• **GIVEN DATA**:

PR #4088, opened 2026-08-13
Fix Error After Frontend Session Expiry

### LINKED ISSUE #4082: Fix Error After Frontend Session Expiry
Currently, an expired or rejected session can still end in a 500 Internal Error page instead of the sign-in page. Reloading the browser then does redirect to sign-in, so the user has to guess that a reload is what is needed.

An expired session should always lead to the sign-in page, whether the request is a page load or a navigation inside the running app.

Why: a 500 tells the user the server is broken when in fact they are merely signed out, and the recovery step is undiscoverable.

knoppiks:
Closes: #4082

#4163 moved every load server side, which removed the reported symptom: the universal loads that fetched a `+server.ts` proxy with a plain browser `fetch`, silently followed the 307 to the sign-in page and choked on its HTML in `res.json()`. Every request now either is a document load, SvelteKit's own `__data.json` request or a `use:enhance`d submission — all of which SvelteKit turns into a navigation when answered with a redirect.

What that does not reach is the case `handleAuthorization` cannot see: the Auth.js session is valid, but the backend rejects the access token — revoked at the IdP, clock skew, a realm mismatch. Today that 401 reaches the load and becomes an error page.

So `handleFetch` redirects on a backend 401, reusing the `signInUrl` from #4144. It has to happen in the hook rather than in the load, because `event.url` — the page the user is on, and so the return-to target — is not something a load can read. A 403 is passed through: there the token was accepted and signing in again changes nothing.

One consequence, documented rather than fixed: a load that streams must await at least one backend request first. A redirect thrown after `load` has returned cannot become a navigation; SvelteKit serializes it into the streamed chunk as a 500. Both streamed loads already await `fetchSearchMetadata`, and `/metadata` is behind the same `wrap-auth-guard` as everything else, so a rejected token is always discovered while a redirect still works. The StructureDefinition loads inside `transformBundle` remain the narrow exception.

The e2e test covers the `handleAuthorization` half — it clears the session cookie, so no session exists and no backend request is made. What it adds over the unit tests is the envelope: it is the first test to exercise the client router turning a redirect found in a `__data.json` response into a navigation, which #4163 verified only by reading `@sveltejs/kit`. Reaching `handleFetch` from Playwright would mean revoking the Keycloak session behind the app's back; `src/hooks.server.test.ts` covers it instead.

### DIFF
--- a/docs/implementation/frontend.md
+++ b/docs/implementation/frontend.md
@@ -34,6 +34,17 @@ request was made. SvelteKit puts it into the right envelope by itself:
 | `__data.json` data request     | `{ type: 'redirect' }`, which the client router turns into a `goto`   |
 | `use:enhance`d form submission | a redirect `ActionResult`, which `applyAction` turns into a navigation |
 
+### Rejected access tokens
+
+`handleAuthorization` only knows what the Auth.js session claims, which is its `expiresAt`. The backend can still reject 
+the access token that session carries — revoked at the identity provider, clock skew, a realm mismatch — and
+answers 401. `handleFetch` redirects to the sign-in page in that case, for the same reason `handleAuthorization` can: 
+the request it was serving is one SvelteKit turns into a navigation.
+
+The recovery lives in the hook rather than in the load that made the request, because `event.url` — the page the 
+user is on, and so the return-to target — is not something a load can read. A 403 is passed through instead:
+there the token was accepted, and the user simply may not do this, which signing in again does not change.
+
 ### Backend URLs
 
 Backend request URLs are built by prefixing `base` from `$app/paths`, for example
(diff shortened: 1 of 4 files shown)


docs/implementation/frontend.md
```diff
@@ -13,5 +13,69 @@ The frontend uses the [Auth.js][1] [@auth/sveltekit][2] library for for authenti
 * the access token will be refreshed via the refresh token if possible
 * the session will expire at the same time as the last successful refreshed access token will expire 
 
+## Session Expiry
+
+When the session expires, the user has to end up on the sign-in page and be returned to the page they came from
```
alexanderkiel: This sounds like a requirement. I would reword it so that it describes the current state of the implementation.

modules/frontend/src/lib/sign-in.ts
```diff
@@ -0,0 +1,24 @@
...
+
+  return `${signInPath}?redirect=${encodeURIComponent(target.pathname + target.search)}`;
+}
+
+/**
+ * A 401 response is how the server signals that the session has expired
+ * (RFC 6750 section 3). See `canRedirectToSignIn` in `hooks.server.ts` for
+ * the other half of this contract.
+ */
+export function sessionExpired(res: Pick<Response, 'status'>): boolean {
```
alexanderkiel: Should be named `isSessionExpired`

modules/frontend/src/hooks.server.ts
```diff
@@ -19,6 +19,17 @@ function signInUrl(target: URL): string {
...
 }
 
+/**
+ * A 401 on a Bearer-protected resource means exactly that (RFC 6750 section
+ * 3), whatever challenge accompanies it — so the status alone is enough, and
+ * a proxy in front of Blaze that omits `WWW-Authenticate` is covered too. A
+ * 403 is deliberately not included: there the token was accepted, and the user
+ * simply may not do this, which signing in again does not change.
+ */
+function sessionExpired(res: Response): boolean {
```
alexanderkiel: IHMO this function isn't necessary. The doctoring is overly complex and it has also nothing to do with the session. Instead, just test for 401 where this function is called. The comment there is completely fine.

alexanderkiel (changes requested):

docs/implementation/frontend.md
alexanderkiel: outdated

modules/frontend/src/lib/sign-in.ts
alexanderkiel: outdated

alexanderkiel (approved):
...
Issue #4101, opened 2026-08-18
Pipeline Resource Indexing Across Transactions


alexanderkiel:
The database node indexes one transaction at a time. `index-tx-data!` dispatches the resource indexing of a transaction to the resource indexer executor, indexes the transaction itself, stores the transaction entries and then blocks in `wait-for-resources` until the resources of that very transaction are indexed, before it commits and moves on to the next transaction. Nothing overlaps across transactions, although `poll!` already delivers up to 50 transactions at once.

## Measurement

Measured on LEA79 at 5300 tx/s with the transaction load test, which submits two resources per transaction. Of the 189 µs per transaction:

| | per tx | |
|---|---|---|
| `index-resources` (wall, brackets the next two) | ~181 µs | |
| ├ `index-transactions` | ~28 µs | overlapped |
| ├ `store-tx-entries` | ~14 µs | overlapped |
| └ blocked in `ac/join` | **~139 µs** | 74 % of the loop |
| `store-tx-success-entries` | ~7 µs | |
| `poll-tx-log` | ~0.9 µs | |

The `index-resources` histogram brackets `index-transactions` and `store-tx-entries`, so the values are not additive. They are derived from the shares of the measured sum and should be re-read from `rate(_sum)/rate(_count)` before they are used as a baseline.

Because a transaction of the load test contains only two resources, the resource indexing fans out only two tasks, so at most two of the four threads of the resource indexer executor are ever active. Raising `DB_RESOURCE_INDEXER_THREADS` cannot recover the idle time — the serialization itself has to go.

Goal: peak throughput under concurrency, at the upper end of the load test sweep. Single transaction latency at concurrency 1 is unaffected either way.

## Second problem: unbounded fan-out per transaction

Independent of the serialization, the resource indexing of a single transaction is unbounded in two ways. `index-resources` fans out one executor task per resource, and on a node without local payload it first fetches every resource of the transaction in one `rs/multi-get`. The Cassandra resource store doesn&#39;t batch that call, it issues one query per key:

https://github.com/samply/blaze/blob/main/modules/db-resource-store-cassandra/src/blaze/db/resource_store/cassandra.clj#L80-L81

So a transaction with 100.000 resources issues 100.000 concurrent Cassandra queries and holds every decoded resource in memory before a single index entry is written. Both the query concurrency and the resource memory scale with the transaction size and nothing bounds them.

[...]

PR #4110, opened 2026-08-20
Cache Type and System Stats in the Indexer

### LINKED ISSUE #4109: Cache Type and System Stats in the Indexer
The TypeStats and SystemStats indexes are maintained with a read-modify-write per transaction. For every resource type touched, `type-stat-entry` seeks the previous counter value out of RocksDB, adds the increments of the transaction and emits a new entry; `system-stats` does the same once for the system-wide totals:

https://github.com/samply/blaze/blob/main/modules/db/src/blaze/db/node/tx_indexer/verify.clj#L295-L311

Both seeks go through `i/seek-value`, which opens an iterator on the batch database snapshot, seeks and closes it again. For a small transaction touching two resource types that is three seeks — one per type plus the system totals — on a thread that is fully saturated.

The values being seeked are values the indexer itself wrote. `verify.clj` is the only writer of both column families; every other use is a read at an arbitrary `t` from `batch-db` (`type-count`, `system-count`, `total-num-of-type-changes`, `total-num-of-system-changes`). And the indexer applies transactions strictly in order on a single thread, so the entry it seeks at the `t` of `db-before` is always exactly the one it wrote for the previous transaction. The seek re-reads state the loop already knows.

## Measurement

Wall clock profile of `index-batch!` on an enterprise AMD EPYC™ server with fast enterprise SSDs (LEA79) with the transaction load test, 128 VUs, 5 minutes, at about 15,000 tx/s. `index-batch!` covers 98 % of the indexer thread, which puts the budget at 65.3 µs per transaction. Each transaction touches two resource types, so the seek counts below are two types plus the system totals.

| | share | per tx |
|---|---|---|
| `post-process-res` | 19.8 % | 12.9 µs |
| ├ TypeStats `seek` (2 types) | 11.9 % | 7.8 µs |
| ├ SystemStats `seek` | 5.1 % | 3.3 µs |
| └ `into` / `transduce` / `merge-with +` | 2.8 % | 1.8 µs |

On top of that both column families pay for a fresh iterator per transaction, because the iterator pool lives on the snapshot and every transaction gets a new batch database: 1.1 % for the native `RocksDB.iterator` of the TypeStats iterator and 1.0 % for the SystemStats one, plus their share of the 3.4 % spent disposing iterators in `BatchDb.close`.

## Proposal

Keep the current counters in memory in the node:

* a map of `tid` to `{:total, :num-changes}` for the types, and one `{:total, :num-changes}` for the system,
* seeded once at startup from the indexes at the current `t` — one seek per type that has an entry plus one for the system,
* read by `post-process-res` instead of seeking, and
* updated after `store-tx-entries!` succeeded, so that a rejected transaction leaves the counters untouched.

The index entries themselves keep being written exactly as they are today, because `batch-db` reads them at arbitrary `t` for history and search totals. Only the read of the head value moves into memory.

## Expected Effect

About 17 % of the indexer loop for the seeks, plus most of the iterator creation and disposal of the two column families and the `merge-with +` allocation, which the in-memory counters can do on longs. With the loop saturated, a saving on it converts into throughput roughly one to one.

• **EXERCISE DETAILS**:
Using only the entries above, output the line with "PR #4088, opened 2026-08-13", the line with "again changes nothing.", and all lines between them, exactly as they stand.

• **TASK RESPONSE**:
PR #4088, opened 2026-08-13
Fix Error After Frontend Session Expiry

### LINKED ISSUE #4082: Fix Error After Frontend Session Expiry
Currently, an expired or rejected session can still end in a 500 Internal Error page instead of the sign-in page. Reloading the browser then does redirect to sign-in, so the user has to guess that a reload is what is needed.

An expired session should always lead to the sign-in page, whether the request is a page load or a navigation inside the running app.

Why: a 500 tells the user the server is broken when in fact they are merely signed out, and the recovery step is undiscoverable.

knoppiks:
Closes: #4082

#4163 moved every load server side, which removed the reported symptom: the universal loads that fetched a `+server.ts` proxy with a plain browser `fetch`, silently followed the 307 to the sign-in page and choked on its HTML in `res.json()`. Every request now either is a document load, SvelteKit's own `__data.json` request or a `use:enhance`d submission — all of which SvelteKit turns into a navigation when answered with a redirect.

What that does not reach is the case `handleAuthorization` cannot see: the Auth.js session is valid, but the backend rejects the access token — revoked at the IdP, clock skew, a realm mismatch. Today that 401 reaches the load and becomes an error page.

So `handleFetch` redirects on a backend 401, reusing the `signInUrl` from #4144. It has to happen in the hook rather than in the load, because `event.url` — the page the user is on, and so the return-to target — is not something a load can read. A 403 is passed through: there the token was accepted and signing in again changes nothing.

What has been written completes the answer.